Behavioral phenotype relates to physiological differences in immunological and stress responsiveness in reactive and proactive birds.

It has now been demonstrated in many species that individuals display substantial variation in coping styles, generally separating into two major behavioral phenotypes that appear to be linked to the degree of physiological stress responsiveness. Laying hens are perfect examples of these dichotomous phenotypes; white laying hens are reactive, flighty, and exhibit large hormonal and behavioral responses to both acute and chronic stress, while brown laying hens are proactive, exploratory, and exhibit low hormonal and behavioral responses to stress. Given the linkages between stress physiology and many other body systems, we hypothesized that behavioral phenotype would correspond to additional physiological responses beyond the stress response, in this case, immunological responses. Because corticosterone is widely known to be immunosuppressive, we predicted that the reactive white hens would show more dampened immune responses than the proactive brown hens due to their exposure to higher levels of corticosterone throughout life. To assess immune function in white and brown hens, we compared febrile responses, corticosterone elevations, feed consumption, and egg production that occurred in response an injection of lipopolysaccharide (LPS) or saline, inflammatory responses to phytohemagglutinin (PHA) injection in the toe web, innate phagocytic activity in whole blood, and antibody responses to an injection of Sheep Red Blood Cells (SRBCs). Contrary to our predictions, white hens had significantly greater swelling of the toe web in response to PHA and showed a greater inhibition of feeding and reproductive output in response to LPS. These results indicated that reactive individuals are more reactive in both stress and immunological responsiveness.

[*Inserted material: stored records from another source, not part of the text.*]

PR #5080, opened 2026-06-01
renovate: add dependency cooldown

peoyekunle:
- adds a 5-day dependency cooldown to the Renovate config for stability and security to prevent supply chain vulnerabilities
- Vulnerability updates are exempt from this cooldown by default.

### DIFF
--- a/.github/renovate.json5
+++ b/.github/renovate.json5
@@ -85,6 +85,11 @@
   //   important rules override settings from earlier rules if needed.
   "packageRules": [
     {
+      // Dependency cooldown: skip versions published less than 5 days ago
+      "matchUpdateTypes": ["major", "minor", "patch"],
+      "minimumReleaseAge": "5 days"
+    },
+    {
       "groupName": "all github action dependencies",
       "groupSlug": "all-github-action",
       "matchFileNames": [
--- a/.github/renovate.json5
+++ b/.github/renovate.json5
@@ -90,6 +90,15 @@
       "minimumReleaseAge": "5 days"
     },
     {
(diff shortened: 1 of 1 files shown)


.github/renovate.json5
```diff
@@ -84,6 +84,11 @@
   //   are at the top, and the most important rules at the bottom. This way
   //   important rules override settings from earlier rules if needed.
   "packageRules": [
+    {
+      // Dependency cooldown: skip versions published less than 5 days ago
+      "matchUpdateTypes": ["major", "minor", "patch"],
```
mtardy, line 89: maybe even digest?

.github/renovate.json5
```diff
@@ -84,6 +84,11 @@
...
+      "minimumReleaseAge": "5 days"
```
mtardy, line 90: just curious: why 5 days?

mtardy (approved):
Yeah I generally agree, I wanted to add something like that.

mtardy (approved):
thanks, should we merge this? 

also please next time wrap the text in the commit logs

.github/renovate.json5
peoyekunle: Recent supply chain compromises have often been discovered within the first three days, I added a 2-day buffer. [Dependabot](https://github.blog/security/supply-chain-security/the-case-for-a-cooldown-why-dependabot-now-waits-before-issuing-version-updates/) uses a three-day delay. I don’t have a strong opinion on the exact number of days, from a security perspective, anything longer than three days is fine.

Behavioral phenotype predicts physiological responses to chronic stress in proactive and reactive birds.

Animal species display significant variation in personality traits among individuals, and two main coping styles have been identified and termed "proactive" and "reactive". Further, these coping styles appear to correlate directly with the strength of the physiological stress response exhibited by those individuals. In our study system, white laying hens are reactive, flighty, and exhibit large hormonal and behavioral responses to acute stress, while brown laying hens are proactive, exploratory, and exhibit low hormonal and behavioral responses to acute stress. The objective of the current study was to determine if personality type also corresponds to differences in multiple measures of stress when birds are subjected to a chronic stressor. We tested the responses of hens to chronic stress applied by providing feed according to an unpredictable schedule for 14 days, and measured corticosterone concentrations in circulation, expression of heat shock proteins (HSPs), molecules known to protect cells in response to stress, and the ratios of heterophils:lymphocytes in blood, two immune cells known to change in quantity in circulation during chronic stress. We predicted that white hens would show greater physiological responses to the chronic stress treatment. Plasma corticosterone levels significantly increased after 7 days of treatment and returned to baseline levels on day 14, but did not differ significantly between strains. H:L ratios, on the other hand, were significantly elevated by day 7 of treatment, and increased significantly more in brown hens than white. HSP70 and HSP90 expression levels were significantly higher after stress began in white hens than brown. Our results showed that brown hens were more reactive in one response (H:L ratios) while white hens were more reactive in another (HSP expression). These different reactions to the same stressor may represent different strategies for dealing with the same stressor.